Expecting a tensor of shape (BS:[batch_size], C:[channels], H:[height], W:[width]).
"""
self.eval_mode = True
self.epsilon = epsilon
self.momentum = momentum
self.batches_processed_while_training = 0
self.running_tensor_mean = 0
self.running_tensor_var = 1.0
def __call__(self, tensor):
if not self.eval_mode: # TRAINING
self.C = tensor.shape[1]
current_tensor_mean = tensor.mean((0,2,3)) # Mean over the batch (0), the height(2) and the width (3) --> Shape: (3,)

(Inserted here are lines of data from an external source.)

Issue #519, opened 2022-10-13
Support additional event types


arp242:
We only have Create, Remove, Rename, Write, and Chmod now, but many watchers support additional events. This has come up a few times:

- #24 - Extend, Link, Revoke
- #297 - Unmount
- #346 - Read
- #504 - Open, Close
- Probably some others?

Instead of creating a bunch of issues for every possible event, track them here.

All of this depends on #7; we don't want to spam people with e.g. Open and Close
events when they're not interested in them (which is most of the time), and some
events aren't supported on all platforms.

arp242:
I looked around a bit, and:

- Linux has OPEN and CLOSE events, FreeBSD has NOTE_OPEN, NOTE_CLOSE, NOTE_CLOSE_WRITE, but none of the other kqueue platforms do; Windows and FEN doesn't have it either.

- Unmount is available on inotify and FEN, but none of the kqueue platforms or Windows.

- Read is on FreeBSD, Linux (as ACCESS), FEN (as ACCESS), Windows (LAST_ACCESS), not none of the other kqueue platforms.

As far as I can see, there are no events that are shared by all platforms.

Need to think about how to best deal with this; #67 would be okay for some rare operations, but things like Read is available on quite a few platforms, and using a new .Sys() would be awkward.

One way might be creating a new UnportableOp type:

	// UnportableOp are file operations that are not available on all platforms.
	type UnportableOp uint32

	const (
		Read OP = 1 << iota
		Open
		Close
		// ...
	)

	type Event struct {
		Name       string
		Op         Op
		Unportable UnportableOp
	}

	func (e Event) HasUnportable(op UnportableOp) bool {
		return e.Unportable.Has(op)
	}


This way it's always clear you're using unportable operations and can't accidentally do `e.Has(fsnotify.Read)` and expecting it to work on all platforms; I don't trust people to read the documentation because experience has proven many don't (plus, it's easy to forget). On the other hand, having two types is a bit of a pain.

nickajacks1:
@arp242 What about leveraging GOOS build tags to limit which events can be used?
You could have a file or package for windows specific events, one for inotify specific events, etc
If each platform's non-portable bits had their own package, their usage limitations would be self documenting (eg `inotify.Close`, defined in github.com/fsnotify/fsnotify/pkg/inotify)
Would there be a problem with making this seamlessly handled by go build, without any kind of explicit opt-in?

[...]

PR #629, opened 2024-04-28
Support filtering events, add unsupported events

arp242:
This adds the ability to only listen for some event types. If you're only interested in Created events and you're getting a lot of Write events then you're just wasting CPU cycles

This also adds the ability listen on extra unportable event types; since this is so related I figured I might as well do both. Ideally we want to 1) make it very very obvious you're doing something unportable, and 2) make it reasonably easy "fallback" for platforms where this isn't supported.

Unportable events start with "Unportable", which should document their unportabilitiness. Also add a new Supports(Op) method, which should make adding fallback logic relatively painless.

For example, to use CloseWrite where supported, but falling back to Write when it's not:

	var op fsnotify.Op
	if w.Supports(fsnotify.UnportableCloseWrite) {
		op |= fsnotify.UnportableCloseWrite
	} else {
		op |= fsnotify.Create | fsnotify.Write
	}
	w.AddWith("/tmp", fsnotify.WithOp(op))

And then you can deal with this in the write loop. There's a full example in cmd/fsnotify/closewrite.go

TODO: need to write tests for this, update all platforms.

Updates #7
Updates #519

### DIFF
--- a/fsnotify.go
+++ b/fsnotify.go
@@ -86,6 +86,31 @@ const (
 	// get triggered very frequently by some software. For example, Spotlight
 	// indexing on macOS, anti-virus software, backup software, etc.
 	Chmod
+
+	// File descriptor was opened.
+	//
+	// Only works on Linux and FreeBSD.
+	xUnportableOpen
+
+	// File was read from.
+	//
+	// Only works on Linux and FreeBSD.
+	xUnportableRead
+
+	// File opened for writing was closed.
+	//
+	// Only works on Linux and FreeBSD.
+	//
+	// The advantage of using this over Write is that it's more reliable than
+	// waiting for Write events to stop. It's also faster (if you're not
+	// listening to Write events): copying a file of a few GB can easily
+	// generate tens of thousands of Write events in a short span of time.
+	xUnportableCloseWrite
+
+	// File opened for reading was closed.
+	//
+	// Only works on Linux and FreeBSD.
+	xUnportableCloseRead
 )
 
 var (
@@ -105,6 +130,10 @@ var (
 	//  - windows:      The buffer size is too small; WithBufferSize() can be used to increase it.
 	//  - kqueue, fen:  Not used.
 	ErrEventOverflow = errors.New("fsnotify: queue or buffer overflow")
+
+	// ErrUnsupported is returned by AddWith() when WithOps() specified an
+	// Unportable event that's not supported on this platform.
+	xErrUnsupported = errors.New("fsnotify: not supported with this backend")
 )
 
 func (o Op) String() string {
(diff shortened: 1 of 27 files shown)


nickajacks1:
Nice, Supports was a great idea because it lets the programmer explicitly decide what the fallback behavior is. While I'd personally prefer compile time checks, this explicit runtime check method is probably more approachable for people and more in the spirit of fsnotify. A message warning about Unsupported* events in the Readme could also help to make sure devs are aware of any potential misuse.

arp242:
> While I'd personally prefer compile time checks, this explicit runtime check method is probably more approachable for people and more in the spirit of fsnotify. 

In principle I agree, however looking at this for a bit, one of my main issues with build tags is that authors will have to make two files like so:

has_closewrite.go:

    //go:build linux || freebsd

    var fsOp = fsnotify.UnportableCloseWrite

    func procEvent(e fsnotify.Event) {
        if e.Has(fsnotify.UnportableCloseWrite) {
            fmt.Println(e)
        }
    }

no_closewrite.go

    //go:build !linux && !freebsd

    var fsOp = fsnotify.Create | fsnotify.Write

    func procEvent(e fsnotify.Event) {
        // Fallback with timers as per ./cmd/fsnotify/dedup.go
    }

And this wouldn't be a huge deal, but those build tags aren't static, and platforms can add support for things like CloseWrite in the future, or fsnotify can add support for things that we didn't have before.

This is not hypothetical: NetBSD 10 (released last month) adds support for CloseWrite and a few other events. Maybe OpenBSD will add it next month or next year? Entirely possible. When/if we add support for fanotify, fsevents, polling, the feature sets for those backends will be different (but the GOOS build tag won't be).

So a 1:1 mapping of operating system to supported features is neither static nor perfect.

And it's not an uncommon situation for someone to be developing on, say, macOS, having a CI for Windows and Linux, and BSD systems will more or less "just work" automatically. By focusing on platforms (go:build linux) rather than features (w.Supports(fsnotify.UnportableCloseWrite)) things will probably break more on lesser-used systems, or use sub-optimal solutions on those systems.

All things considered, runtime checks are probably the right choice here, and prefixing the name with UnportableEvent should give enough of a clue that it's unportable, and people will have to make a conscious decision about this.

---

The main downside of Watcher.Supports is that it's tied to the Watcher. When I added AddWith() to pass options in #521, I imagined it could be used to select the backend, among other things; e.g.

    w.AddWith("/path", fsnotify.WithFanotify())
    w.AddWith("/path", fsnotify.WithPoll())

But that won't jibe with Watcher.Supports(). I'm okay with just telling people to use different Watcher instances for different backends, as that's probably quite a rare use case. But need to be able to override the default backend selection. Having a method for that is probably okay:

    func (w *Watcher) Backend(b Backend) error {
        if w.startedWatching {
            return errors.New("already started")
        }
        w.backend = b
        return nil
    }

Adding options to NewWatcher() was discussed in #550 when NewBufferedWatcher() was added.

arp242:
Alright, I think the basic API and implementation for inotify should be good. I unexported all the new methods/types and merged to main. After the other platforms have been implemented we can export things and offer a public API.

Merging it now means we don't have to keep a bunch of long-lived branches around but can implement things a bit more piece-meal.

fsnotify.go
```diff
@@ -184,6 +227,24 @@ func WithBufferSize(bytes int) addOpt {
...
+// or Chmod operations per second.
+//
+// This can also be used to add unportable operations not supported by all
+// platforms; unportable operations all start with "Unportable":
+// [UnportableOpen], [UnportableRead], [UnportableCloseWrite], and
+// [UnportableCloseRead].
+//
+// AddWith returns an error when using an unportable operation that's not
+// supported. Use [Watcher.Support] to check for support.
+func withOps(op Op) addOpt {
```
t33m, line 244: @arp242 , Hey, this is a really useful way to filter only the file events you need, but how this can be used if the function is private?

current_tensor_var = tensor.var((0,2,3), unbiased=False) # Variance (unbiased) over the batch (0), the height(2) and the width (3) --> Shape: (3,)
self.running_tensor_mean = (1-self.momentum)* self.running_tensor_mean + (self.momentum * current_tensor_mean)
self.running_tensor_var = (1-self.momentum)* self.running_tensor_var + (self.momentum * current_tensor_var)
self.batches_processed_while_training += 1
# The one 1-d (singleton) vectors need to be reshaped to (C, 1, 1) so that broadcasting will work as expected.
return (tensor - current_tensor_mean.reshape(self.C,1,1)) / torch.sqrt(current_tensor_var.reshape(self.C,1,1) + self.epsilon)
else:
pass
And when fed sequentially with 3 batches (of size 10) each of which is generated by torch.random.randn((10,3,8,8)) the output is the following (the ‘‘output’’ rows are [0,0,0,0:5] slices of the [10,3,8,8] shapes):
Batch1:
Output: tensor([-1.7355, 1.2432, -0.9514, 1.0702, 0.5833])
running mean: tensor([ 0.0031, -0.0098, -0.0050])
running var: tensor([1.0116, 0.9778, 1.0031])
Batch2:
Output: tensor([ 0.2073, -0.0832, 0.7110, 0.8565, 0.5534])
running mean: tensor([ 0.0332, 0.0244, -0.0110])
running var: tensor([1.0217, 0.9842, 0.9913])
Batch3:
Output: tensor([-0.4904, -0.3256, 2.0108, -1.0837, 1.0151])
running mean: tensor([0.0276, 0.0215, 0.0227])
running var: tensor([0.9963, 0.9632, 0.9768])
I compare the results with the ones obtained by torch.nn.BatchNorm2d on train mode:
Batch1:
Output: tensor([-1.7355, 1.2432, -0.9514, 1.0702, 0.5833], grad_fn=)
running mean: tensor([ 0.0031, -0.0098, -0.0050])
running var: tensor([1.0122, 0.9784, 1.0037])
Batch2:
Output: tensor([ 0.2073, -0.0832, 0.7110, 0.8565, 0.5534], grad_fn=)
running mean: tensor([ 0.0332, 0.0244, -0.0110])
running var: tensor([1.0227, 0.9852, 0.9923])
Batch3
Output: tensor([-0.4904, -0.3256, 2.0108, -1.0837, 1.0151], grad_fn=)
running mean: tensor([0.0276, 0.0215, 0.0227])
running var: tensor([0.9975, 0.9644, 0.9780])
Why is the running variance wrong? If not clear, i could provide a github link i guess. Thank you in advance.